Machine Learning

III. Explanation-Based Learning

-Background

Figure 1 from [Kodratoff, 1988]

The main goal of inductive learning is the acquisition of new knowledge that did not exist in the knowledge implicitly before.

The goal of deductive learning is the improvement of existing knowledge into a form easier or more efficient to use.

e.g.GREEN(LEAF) <=> YOUNG(LEAF)

A deductive system may learn to recognize scenes with green leaves, instead of young ones, on the grounds that 'green' is easier to compute than 'young'.

The purpose of EBL (Explanation-Based Learning) is to use explanations to improve its performance.

Learning complex concepts by induction from + and - examples typically requires a substantial number of training instances.

People are able to learn quite a bit from single examples.

We don't need to see dozens of + and - examples to

draw conclusions.

What makes single-example learning possible?

-- knowledge --

Most recent work in machine learning has moved from the empirical, data-intensive approach using induction to the more analytical, knowledge intensive approach... relying on knowledge of the task domain and the concept under study.

An EBL system attempts to learn from a single example x by explaining why x is an example of the target concept.

That is, it analyzes the training example by first constructing an explanation of how the sample satisfies the definition of the concept under study.

The explanation is then generalized.

Specifically, the features of the example identified by this explanation are then used as the basis for formulating the general concept definition.

(note: this explanation provides for justification of the generalization)

The system's performance is improved through the availability of this knowledge.

SBL versus EBL

In the 1985 "International Workshop in Machine Learning"

the distinction between Similarity Based Learning (SBL) (last section) and Explanation Based Learning (EBL) (this section) was defined.

In SBL, one learns by detecting first similarities in a set of positive examples, secondly dissimilarities between positive and negative examples.

In EBL, the system points to the important piece of knowledge that has to be preserved.

A simple example of SBL and EBL: [Kodratoff, 1988]

Suppose we had a complete description of a hydrogen balloon with its dimensions, its color, the fact that it is being rained on, and the political context in which it was used.

An SBL system would ascertain that a red balloon rises in air, that a balloon does too, that a green balloon does too, etc... to conclude that the color has nothing to do with whether the balloon rises in air.

An EBL system, given a single example that a red balloon flies off, will seek to prove that it must rise. It will ascertain in the end that if the weight of the volume of air displaced is bigger than the weight of the balloon, then it must rise. The arguments will be about the weight of the balloon's envelope, the density of hydrogen, and the temperature and the degree of humidity in the air. It will conclude with certainty that the color and politics have nothing to do with the matter, and that, on the other hand, the data contained in the arguments are the significant descriptors for this problem.

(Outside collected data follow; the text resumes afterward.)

PR #643, opened 2026-05-17
feat(instacart): named address profiles + per-call --profile flag

omarshahine:
## Summary

Add a named-address profile store to instacart so users with multiple delivery addresses (home, work, vacation house, ...) can switch between them without re-running `config set-address` every time.

The single-address shape that today's `config set-coords` / `set-address` ships with means switching addresses is destructive — every switch overwrites the previous one. For users with several active addresses on their Instacart account (and the `CurrentUserAddresses` GraphQL query that fix-instacart-location-config-546 already added returns them all) this is just a missing layer of indirection.

## What this changes

- New subcommand tree: `instacart config profiles list | show | add | use | rm | import`
- New persistent root flag: `--profile <name>` — applies a named profile for a single call without changing the active profile (e.g., `instacart --profile work add safeway "cold brew"`)
- `internal/config` gains a `Profile` struct, a `Profiles` map, and an `ActiveProfile` key. Helpers do not auto-save; callers persist via `Save()`.
- `profiles import` reuses the existing `currentUserAddressesQuery` + `client.Mutation()` path (introduced for tryAutoPopulateLocation) to seed one profile per saved Instacart address, slugifying the street line for the name.

## Backwards compatibility

When `profiles` and `active_profile` are absent from `config.json`, behavior is identical to today — the top-level `postal_code` / `address_id` / `latitude` / `longitude` keys remain authoritative. Activating a profile copies its values onto those same top-level keys so every downstream `gql.NewClient(...)` consumer continues to work unchanged. Round-trip tests pin that legacy configs do not gain the new keys.

## Implementation notes

- All hand-edits carry `// PATCH (instacart-address-profiles): ...` comments and are catalogued in `.printing-press-patches.json` (id `instacart-address-profiles`).
- `newAppContext` reads the `--profile` flag after loading config and calls `ApplyProfile` in-memory; no persistence side-effect.
- `fetchAddressByID` and `fetchUserAddresses` live in `internal/cli/profiles.go` so the existing `internal/cli/config.go` surface doesn't widen further.
- `slugifyName` caps at 40 chars to match `ValidProfileName`'s regex; collisions in `import` get a `-2`, `-3` suffix.

## Validation Results

| Check | Status |
|---|---|
| `go build ./...` | PASS |
| `go vet ./...` | PASS |
| `go test ./...` | PASS — 5 new tests in `internal/config/profiles_test.go`, 9 new tests in `internal/cli/profiles_test.go` |
| `govulncheck ./...` | PASS — no vulnerabilities affecting reachable code |
| `.github/scripts/verify-skill/verify_skill.py --dir library/commerce/instacart/` | PASS |
| Live smoke (auth → `config profiles add home --id 73256642 --use` → `add safeway "cold brew" --dry-run`) | PASS — `resolved_via: live`, retailers shop reachable |

## Test plan

```bash
cd library/commerce/instacart
go test ./...
python3 ../../../.github/scripts/verify-skill/verify_skill.py --dir .
go install ./cmd/instacart-pp-cli

# functional smoke (after `instacart auth login` or `auth import-file`)
instacart config profiles import
instacart config profiles list
instacart config profiles use <name>
instacart --profile <other-name> retailers list
```

### DIFF
--- a/cli-skills/pp-instacart/SKILL.md
+++ b/cli-skills/pp-instacart/SKILL.md
@@ -199,6 +199,22 @@ The post-`auth login` step auto-populates `address_id`, `postal_code`, `latitude
 
 `instacart doctor` surfaces a `location: fail` check whenever this is missing, so an agent driving the CLI can detect the broken state before invoking a real command.
 
+### Multiple addresses (named profiles)
+
+`config profiles` is a named-address store on top of the single active-location config. Use it when the user has more than one delivery address (home, work, vacation house) and wants to switch without re-running `config set-address` each time.
+
+- `instacart config profiles list` — show saved profiles; the active one is marked with `*`.
+- `instacart config profiles add <name> --id <address_id> [--label "..."] [--use]` — save a profile by Instacart address ID (uses `GetAddressById` to fill coords). Pass `--use` to also activate it.
+- `instacart config profiles add <name> --lat <N> --lon <N> [--postal <zip>] [--label "..."]` — save a profile by raw coordinates, no network call.
+- `instacart config profiles use <name>` — switch the active profile (copies its location onto the top-level config keys so every downstream call uses it).
+- `instacart config profiles show <name>` — print one profile.
+- `instacart config profiles rm <name>` — delete a profile. If it was active, the active profile is cleared and the existing top-level config still applies.
+- `instacart config profiles import [--prefix <p>] [--overwrite] [--use <name>]` — fetch every saved address from the user's Instacart account (via `CurrentUserAddresses`) and save each as a profile, slugifying the street address for the name.
+
+Per-call override: pass `--profile <name>` to any command that needs location (e.g. `instacart --profile work add safeway "cold brew"`). This applies the named profile for that single call without changing the active profile.
+
+When no profiles are defined, the CLI behaves exactly as before — `config set-coords` / `set-address` / `show` continue to drive the top-level location keys directly.
+
 ## Agent Mode
 
 The CLI is agent-native by default. Pass `--json` on any command for machine-readable output. `--dry-run` previews `add` without firing the mutation and surfaces which resolver (`history`, `live`, or `item-id`) would have fired.
--- a/library/commerce/instacart/.printing-press-patches.json
+++ b/library/commerce/instacart/.printing-press-patches.json
@@ -26,6 +26,21 @@
         "internal/cli/doctor.go",
         "internal/cli/root.go"
       ]
+    },
+    {
+      "id": "instacart-address-profiles",
+      "summary": "Add a named-address profile store under `instacart config profiles` (list / show / add / use / rm / import) plus a `--profile <name>` per-call persistent flag so users with multiple delivery addresses can switch without re-running `config set-address` each time.",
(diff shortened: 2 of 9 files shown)


omarshahine:
Ran a Codex review pass on the original commit; all three P2 findings were valid and now fixed in `f93dc77c`:

1. **`profiles import` idempotency** — previously the suffix loop ran before the existing-name skip check could fire, so a re-run without `--overwrite` invented `<name>-2` instead of reporting the entry as skipped. New `resolveImportName` distinguishes "same address, different name" (skip / update) from "same name, different address" (suffix). Test: `TestResolveImportNameIdempotentReimport` + `TestResolveImportNameCollidesWithDifferentAddress`.

2. **`--prefix` overflowing the 40-char `ValidProfileName` cap** — `slugifyName` only truncated the street portion, so a long prefix + long street could abort the entire import at `SetProfile`. Import now truncates the prefix+slug combination together, and the suffix loop keeps variants under the cap too. Test: `TestResolveImportNameLongPrefixStillFits`.

3. **Stale `ZoneID` on profile switch** — `ApplyProfile` previously only copied `ZoneID` when non-empty, so switching from a profile with a custom zone to one without it left the old zone in place. Now copies verbatim; `EffectiveZoneID` already handles the empty case with a fallback to "38". Test: `TestApplyProfileClearsStaleZoneID`.

Preflight still green: `go build`, `go vet`, `go test ./...` (3 new tests added), `govulncheck`, `verify_skill.py`.

omarshahine:
Pushed `8a2c1285` addressing all three open items:

**CI fix — `Guard against hand-edits to cli-skills mirror`** was failing because commit `827f0c1d` hand-regenerated `cli-skills/pp-instacart/SKILL.md`. Restored that file to upstream/main state; the post-merge `generate-skills` bot will mirror the library SKILL.md change.

**Greptile P2 #1 — `fetchAddressByID` redundantly reloads config + session.** Refactored to accept `sess *auth.Session, cfg *config.Config` as params, matching `fetchUserAddresses`. Caller in `newConfigProfilesAddCmd.RunE` now passes its already-loaded values. Two redundant disk reads gone; helper shape is symmetric.

**Greptile P2 #2 — package-level `fetchUserAddressesFn` is parallel-test-fragile.** Replaced with a typed `userAddressFetcher` plus a context-key lookup (`userAddressFetcherFrom`). Tests inject via `context.WithValue` through a new `runCmdCtx` helper — no global mutation, parallel-safe. Both import tests use the new pattern.

Preflight green: `go build`, `go vet`, `go test ./...`, `govulncheck`, `verify_skill.py`.

omarshahine:
**Force-pushed history rewrite.** The Verify gate (Guard-against-hand-edits-to-cli-skills-mirror) scans every commit that *touches* `cli-skills/pp-*/SKILL.md` regardless of net diff. Two of the fix commits (`827f0c1d` adding the mirror section, `8a2c1285` reverting it) both showed up as offenders even though the branch net-state matches main on that file.

Squashed the 6 fix commits into one `a236aaec`. The squashed commit doesn't touch `cli-skills/` at all (the toggles canceled). Branch is now:

- `8f859d10` — feat: named address profiles + per-call `--profile` flag (unchanged)
- `a236aaec` — fix: review fixes for profiles patch (squashed)

Full review history is preserved in the PR comment thread; the squashed commit message catalogs each fix with attribution to the review round that surfaced it.

Preflight still green locally: `go build`, `go vet`, `go test ./...`, `govulncheck`, `verify_skill.py`.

The basic difference between the two classes of methods is that similarity-based methods must rely on some form of inductive bias (remember? ...what is this bias?) to guide generalization, whereas explanation-based methods provide a more reliable means of generalization, and are able to extract more information from individual training examples.

They also require that the learner possess knowledge of the domains and of the concept under study.

EBG is one approach (algorithm) for performing EBL.

EBL Paradigm

STRIPS (1972) is found at the roots of this research, but its revival, extension, and refinement must be credited independently to a number of researchers including Silver (1983), Mitchell (1983) and DeJong (1981).

Each of these researchers concurrently developed rather large explanation-based learning computer systems.

These projects all emphasized knowledge-based learning from a single example.

The development of explanation-based learning has now been a collaborative, evolutionary effort, marked by a gradual transition from exploratory research to more general and well-defined methods.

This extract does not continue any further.